Restate each entry below word for word, without skipping any.

━━━━━━

PR #8313, opened 2016-11-04
Fallback on interpreted runtime on unsupported type

henriknyman:
If the compiled runtime encounters a result type it cannot handle it should
fallback on the interpreted runtime rather than fail hard


henriknyman:
[Fallback on interpreted runtime on unsupported result type](https://trello.com/c/z7vBLMf0/187-fallback-on-interpreted-runtime-on-unsupported-result-type)

PR #8361, opened 2016-11-14
Make store copy not rely on file size for sending/receiving data

davidegrohmann:
We can't control how files grow/shrink during store copy so better to
not rely on file sizes when streaming files around the cluster.


enterprise/causal-clustering/src/main/java/org/neo4j/causalclustering/catchup/storecopy/GetStoreRequestHandler.java
```diff
@@ -84,13 +83,58 @@ private void sendFiles( ChannelHandlerContext ctx ) throws IOException
...
-    private void sendFile( ChannelHandlerContext ctx, File file ) throws FileNotFoundException
+    private void sendFile( ChannelHandlerContext ctx, File file ) throws IOException
     {
         ctx.writeAndFlush( ResponseMessageType.FILE );
-        long initialLength = file.length();
-        ctx.writeAndFlush( new FileHeader( file.getName(), initialLength ) );
-        ctx.writeAndFlush( new ChunkedNioStream( new LimitedLengthReadableByteChannel(
-                new FileInputStream( file ).getChannel(), initialLength ) ) );
+        ctx.writeAndFlush( new FileHeader( file.getName() ) );
+        ByteBuffer buffer = ByteBuffer.allocate( FileChunk.DEFAULT_SIZE );
```
chrisvest: If you use `allocateDirect` there will be one less memory copy in `channel.read`.

PR #8367, opened 2016-11-15
Fix foreach with bound node variable

henriknyman:
changelog: Fixes a bug whereby previously-bound nodes were created when using `FOREACH` on a mixed-type collection

Foreach on a mixed/Any type collection containing nodes should not
create nodes already bound by the loop variable.

Switches to use SemanticTable.isNode(_:String) which correctly infers node type.


community/cypher/cypher-compiler-3.0/src/main/scala/org/neo4j/cypher/internal/compiler/v3_0/ast/convert/plannerQuery/ClauseConverters.scala
```diff
@@ -420,7 +420,7 @@ object ClauseConverters {
     val currentlyAvailableVariables = builder.currentlyAvailableVariables
 
     val setOfNodeVariables =
-      if (builder.semanticTable.isNode(clause.variable))
+      if (builder.semanticTable.isNode(clause.variable.name))
```
thobe, line 423: ouch, embarrassing.

thobe:
Looks good. Very good indeed.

━━━━━━

> **Output for this exercise**:
PR #8313, opened 2016-11-04
Fallback on interpreted runtime on unsupported type

henriknyman:
If the compiled runtime encounters a result type it cannot handle it should
fallback on the interpreted runtime rather than fail hard


henriknyman:
[Fallback on interpreted runtime on unsupported result type](https://trello.com/c/z7vBLMf0/187-fallback-on-interpreted-runtime-on-unsupported-result-type)

PR #8361, opened 2016-11-14
Make store copy not rely on file size for sending/receiving data

davidegrohmann:
We can't control how files grow/shrink during store copy so better to
not rely on file sizes when streaming files around the cluster.


enterprise/causal-clustering/src/main/java/org/neo4j/causalclustering/catchup/storecopy/GetStoreRequestHandler.java
```diff
@@ -84,13 +83,58 @@ private void sendFiles( ChannelHandlerContext ctx ) throws IOException
...
-    private void sendFile( ChannelHandlerContext ctx, File file ) throws FileNotFoundException
+    private void sendFile( ChannelHandlerContext ctx, File file ) throws IOException
     {
         ctx.writeAndFlush( ResponseMessageType.FILE );
-        long initialLength = file.length();
-        ctx.writeAndFlush( new FileHeader( file.getName(), initialLength ) );
-        ctx.writeAndFlush( new ChunkedNioStream( new LimitedLengthReadableByteChannel(
-                new FileInputStream( file ).getChannel(), initialLength ) ) );
+        ctx.writeAndFlush( new FileHeader( file.getName() ) );
+        ByteBuffer buffer = ByteBuffer.allocate( FileChunk.DEFAULT_SIZE );
```
chrisvest: If you use `allocateDirect` there will be one less memory copy in `channel.read`.

PR #8367, opened 2016-11-15
Fix foreach with bound node variable

henriknyman:
changelog: Fixes a bug whereby previously-bound nodes were created when using `FOREACH` on a mixed-type collection

Foreach on a mixed/Any type collection containing nodes should not
create nodes already bound by the loop variable.

Switches to use SemanticTable.isNode(_:String) which correctly infers node type.


community/cypher/cypher-compiler-3.0/src/main/scala/org/neo4j/cypher/internal/compiler/v3_0/ast/convert/plannerQuery/ClauseConverters.scala
```diff
@@ -420,7 +420,7 @@ object ClauseConverters {
     val currentlyAvailableVariables = builder.currentlyAvailableVariables
 
     val setOfNodeVariables =
-      if (builder.semanticTable.isNode(clause.variable))
+      if (builder.semanticTable.isNode(clause.variable.name))
```
thobe, line 423: ouch, embarrassing.

thobe:
Looks good. Very good indeed.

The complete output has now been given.